Telehealth’s Impressive ROI
According to a recent survey by the Foley & Lardner law firm, only 46% of healthcare organizations track their telehealth return on investment. But those that do are seeing noteworthy numbers:
- More than 50% of the organizations saw annual savings of 10% or more on their telehealth platforms.
- 29% of the organizations that track ROI saw annual savings of 20% or more.
A recent Advisory Board story indicates that those ROI numbers could climb even higher if hospitals use better metrics. For example, many healthcare organizations don’t include downstream referrals and patient retention rates in their telehealth ROI calculations.

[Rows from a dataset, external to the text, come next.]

PR #62929, opened 2025-09-10
[Enhancement] Full sort use german string for comparison

satanson:
## Why I'm doing:

Full sort using german string for comparison can accelerate queries if the string-type order-by column has different prefix 4 bytes.

use sv enable_full_sort_use_german_string to control this behavior, it is true in default.

for queries constructed on click_bench as follows
```
-- Q1
with cte as( select MobilePhoneModel, count(1) over(partition by MobilePhoneModel) as cnt from hits) 
select /*+SET_VAR(enable_full_sort_use_german_string=true)*/ sum(murmur_hash3_32(MobilePhoneModel, cnt)) from cte
-- Q2
with cte as( select URL, count(1) over(partition by URL) as cnt from hits) 
select /*+SET_VAR(enable_full_sort_use_german_string=true)*/ sum(murmur_hash3_32(URL, cnt)) from cte
-- Q3
with cte as( select SearchPhrase, count(1) over(partition by SearchPhrase) as cnt from hits) 
select /*+SET_VAR(enable_full_sort_use_german_string=true)*/ sum(murmur_hash3_32(SearchPhrase, cnt)) from cte
-- Q4
with cte as( select Title, count(1) over(partition by Title) as cnt from hits) 
select /*+SET_VAR(enable_full_sort_use_german_string=true)*/ sum(murmur_hash3_32(Title, cnt)) from cte
-- Q5
with cte as( select Referer, count(1) over(partition by Referer) as cnt from hits) 
select /*+SET_VAR(enable_full_sort_use_german_string=true)*/ sum(murmur_hash3_32(Referer, cnt)) from cte
-- Q6
with cte as( select MobilePhoneModel, SearchPhrase, count(1) over(partition by MobilePhoneModel, SearchPhrase) as cnt from hits) 
select /*+SET_VAR(enable_full_sort_use_german_string=true)*/ sum(murmur_hash3_32(MobilePhoneModel, SearchPhrase, cnt)) from cte
-- Q7
with cte as( select MobilePhoneModel, URL, count(1) over(partition by MobilePhoneModel, URL) as cnt from hits) 
select /*+SET_VAR(enable_full_sort_use_german_string=true)*/ sum(murmur_hash3_32(MobilePhoneModel, URL, cnt)) from cte
```

The test result 
image

Performances of Q2, Q5, Q7 decrease significantly since the order-by column URL and Referer are almost the same.

## What I'm doing:

Fixes #issue

## What type of PR is this:

- [ ] BugFix
- [ ] Feature
- [x] Enhancement
- [ ] Refactor
- [ ] UT
- [ ] Doc
- [ ] Tool

- [ ] Feature removed

## Checklist:

- [ ] This is a backport pr

  - [ ] 4.0
  - [ ] 3.5
  - [ ] 3.4
  - [ ] 3.3

### DIFF
--- a/be/src/column/binary_column.h
+++ b/be/src/column/binary_column.h
@@ -17,6 +17,7 @@
 #include "column/bytes.h"
 #include "column/column.h"
 #include "column/datum.h"
+#include "column/german_string.h"
 #include "column/vectorized_fwd.h"
 #include "common/statusor.h"
 #include "gutil/strings/fastmem.h"
@@ -48,6 +49,7 @@ public:
     };
 
     using Container = Buffer<Slice>;
+    using GermanStringContainer = Buffer<GermanString>;
     using ProxyContainer = BinaryDataProxyContainer;
     using ImmContainer = BinaryDataProxyContainer;
 
@@ -304,6 +306,20 @@ public:
         return _slices;
     }
 
+    GermanStringContainer& get_german_strings() {
+        if (!_german_strings_cache) {
+            _build_german_strings();
+        }
+        return _german_strings;
+    }
+
+    const GermanStringContainer& get_german_strings() const {
+        if (!_german_strings_cache) {
+            _build_german_strings();
+        }
+        return _german_strings;
+    }
+
     const BinaryDataProxyContainer& get_proxy_data() const { return _immuable_container; }
 
     Bytes& get_bytes() { return _bytes; }
@@ -342,7 +358,10 @@ public:
         _slices_cache = false;
     }
 
-    void invalidate_slice_cache() { _slices_cache = false; }
+    void invalidate_slice_cache() {
+        _slices_cache = false;
+        _german_strings_cache = false;
+    }
 
     std::string debug_item(size_t idx) const override;
 
@@ -366,12 +385,16 @@ public:
 
 private:
     void _build_slices() const;
+    void _build_german_strings() const;
 
     Bytes _bytes;
     Offsets _offsets;
 
     mutable Container _slices;
     mutable bool _slices_cache = false;
+    mutable GermanStringContainer _german_strings;
+    mutable bool _german_strings_cache = false;
+
     BinaryDataProxyContainer _immuable_container = BinaryDataProxyContainer(*this);
 };
 
--- a/be/src/column/german_string.cpp
+++ b/be/src/column/german_string.cpp
@@ -1,0 +1,103 @@
+// Copyright 2021-present StarRocks, Inc. All rights reserved.
+//
+// Licensed under the Apache License, Version 2.0 (the "License");
+// you may not use this file except in compliance with the License.
+// You may obtain a copy of the License at
+//
+//     https://www.apache.org/licenses/LICENSE-2.0
+//
+// Unless required by applicable law or agreed to in writing, software
+// distributed under the License is distributed on an "AS IS" BASIS,
+// WITHOUT WARRANTIES OR CONDITIONS OF ANY KIND, either express or implied.
+// See the License for the specific language governing permissions and
+// limitations under the License.
+
+#include "column/german_string.h"
+
+#include "gutil/strings/fastmem.h"
+#include "util/hash_util.hpp"
+#include "util/misc.h"
+#include "util/raw_container.h"
+#include "util/slice.h"
+
+namespace starrocks {
+
+GermanString::GermanString() {
+    auto* p = reinterpret_cast<char*>(this);
+    std::fill(p, p + sizeof(GermanString), 0);
+}
+
+GermanString::GermanString(const starrocks::GermanString& rhs) {
+    strings::memcpy_inlined(this, &rhs, sizeof(GermanString));
+}
+
+GermanString::GermanString(const char* str, size_t len, void* ptr) {
+    if (len <= INLINE_MAX_LENGTH) {
+        auto* p = reinterpret_cast<char*>(this);
+        std::fill(p, p + sizeof(GermanString), 0);
+        strings::memcpy_inlined(short_rep.str, str, len);
+    } else {
+        strings::memcpy_inlined(long_rep.prefix, str, PREFIX_LENGTH);
+        strings::memcpy_inlined(ptr, str, len);
+        long_rep.ptr = reinterpret_cast<uintptr_t>(ptr);
+    }
+    this->len = len;
+}
+
+GermanString::GermanString(const void* str, size_t len) {
+    if (len <= INLINE_MAX_LENGTH) {
+        auto* p = reinterpret_cast<char*>(this);
+        std::fill(p, p + sizeof(GermanString), 0);
+        strings::memcpy_inlined(short_rep.str, str, len);
+    } else {
+        strings::memcpy_inlined(long_rep.prefix, str, PREFIX_LENGTH);
+        long_rep.ptr = reinterpret_cast<uintptr_t>(str);
+    }
+    this->len = len;
+}
+GermanString& GermanString::operator=(const Slice& slice) {
+    *this = GermanString(slice);
+    return *this;
+}
+
+GermanString::GermanString(const GermanString& rhs, void* ptr) {
+    strings::memcpy_inlined(this, &rhs, sizeof(GermanString));
+    if (!rhs.is_inline()) {
+        // NOLINTNEXTLINE(performance-no-int-to-ptr)
+        const auto* rhs_ptr = reinterpret_cast<const char*>(rhs.long_rep.ptr);
+        strings::memcpy_inlined(ptr, rhs_ptr, rhs.len);
+        long_rep.ptr = reinterpret_cast<uintptr_t>(ptr);
+    }
+}
+
+GermanString::operator std::string() const {
+    if (len <= INLINE_MAX_LENGTH) {
+        return std::string(short_rep.str, len);
+    } else {
+        std::string s;
+        raw::make_room(&s, len);
+        char* data = s.data();
+        // NOLINTNEXTLINE(performance-no-int-to-ptr)
+        strings::memcpy_inlined(data, reinterpret_cast<const char*>(long_rep.ptr), len);
+        return s;
+    }
+}
+
+uint32_t GermanString::fnv_hash(uint32_t seed) const {
+    if (is_inline()) {
+        return HashUtil::fnv_hash(short_rep.str, len, seed);
+    } else {
+        // // NOLINTNEXTLINE(performance-no-int-to-ptr)
+        return HashUtil::fnv_hash(reinterpret_cast<const char*>(long_rep.ptr), len, seed);
+    }
+}
+uint32_t GermanString::crc32_hash(uint32_t seed) const {
+    if (is_inline()) {
+        return HashUtil::zlib_crc_hash(short_rep.str, len, seed);
+    } else {
+        // NOLINTNEXTLINE(performance-no-int-to-ptr)
+        return HashUtil::zlib_crc_hash(reinterpret_cast<const char*>(long_rep.ptr), len, seed);
+    }
+}
+
+} // namespace starrocks
--- a/be/src/column/german_string.h
+++ b/be/src/column/german_string.h
@@ -1,0 +1,139 @@
+// Copyright 2021-present StarRocks, Inc. All rights reserved.
+//
+// Licensed under the Apache License, Version 2.0 (the "License");
+// you may not use this file except in compliance with the License.
+// You may obtain a copy of the License at
+//
+//     https://www.apache.org/licenses/LICENSE-2.0
+//
+// Unless required by applicable law or agreed to in writing, software
+// distributed under the License is distributed on an "AS IS" BASIS,
+// WITHOUT WARRANTIES OR CONDITIONS OF ANY KIND, either express or implied.
+// See the License for the specific language governing permissions and
+// limitations under the License.
+
+#pragma once
+
+#include <glog/logging.h>
+
+#include <cstdint>
+#include <string>
+#include <string_view>
+#include <vector>
+
+#include "runtime/mem_pool.h"
+#include "runtime/memory/column_allocator.h"
+#include "util/memcmp.h"
+#include "util/raw_container.h"
+#include "util/slice.h"
+
+namespace starrocks {
+class Slice;
+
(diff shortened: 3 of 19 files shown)


be/src/column/german_string.h
```diff
@@ -0,0 +1,246 @@
...
+    virtual void incorporate(std::shared_ptr<GermanStringExternalAllocator>&& other);
+    bool is_from_binary() const { return false; }
+
+private:
+    std::vector<std::vector<char>> medium_string_pages;
+    std::vector<std::string> large_strings;
+};
+
+using Bytes = starrocks::raw::RawVectorPad16<uint8_t, ColumnAllocator<uint8_t>>;
+class GermanStringBinaryColumnExternalAllocator : public GermanStringExternalAllocator {
```
stdpain: seems unused ?

be/src/column/german_string.h
```diff
@@ -0,0 +1,246 @@
...
+    inline bool operator>(const GermanString& rhs) const { return compare(rhs) > 0; }
+    inline bool operator>=(const GermanString& rhs) const { return compare(rhs) >= 0; }
+    inline bool operator<=>(const GermanString& rhs) const { return compare(rhs); }
+
+    friend std::ostream& operator<<(std::ostream& os, const GermanString& gs) {
+        os << gs.to_string();
+        return os;
+    }
+    union {
+        uint32_t len;
```
silverbullet233, line 120: this len is not necessary?

satanson: no overhead

be/src/column/binary_column.h
```diff
@@ -342,7 +358,10 @@ class BinaryColumnBase final : public CowFactory<ColumnFactory<Column, BinaryCol
         _slices_cache = false;
     }
 
-    void invalidate_slice_cache() { _slices_cache = false; }
+    void invalidate_slice_cache() {
+        _slices_cache = false;
+        _german_strings_cache = false;
```
ZiheLiu, line 363: Do the methods like `append` also need call `_german_strings_cache = false`?

be/src/column/german_string.h
```diff
@@ -0,0 +1,217 @@
...
+    explicit GermanString(const Slice& slice) : GermanString(slice.data, slice.size){};
+    GermanString& operator=(const Slice& slice);
+
+    GermanString(const std::string_view& str, void* ptr) : GermanString(str.data(), str.size(), ptr){};
+    GermanString(const std::string& str);
+    GermanString& operator=(const std::string& str);
+
+    explicit operator std::string() const;
+
+    void append(size_t pos, const void* str, size_t len) {
```
silverbullet233: why we need write interface in GermanString？I think it's just a string ref only for read?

Another ROI metric is the number of new patients acquired without having to build new facilities. The Foley & Lardner report found that 40% of the hospitals surveyed plan to use telehealth to drive international expansion in the next year – and 80% of them will do so by 2020.
The cost and red tape of building an overseas hospital can be daunting. But if a U.S. hospital starts remotely treating new patients in London or Seoul, much of the income goes straight to the bottom line.
Another ROI consideration is telehealth’s role in reducing penalties arising from hospital readmissions, which can be very costly. About 50 hospitals are expected to get hit with the maximum penalty in 2018: a withholding of 3% of Medicare reimbursements. Nationwide, these penalties will total more than half a billion dollars next year.
When health systems take a truly comprehensive look at telehealth ROI, it’s one of the smartest investments they can make.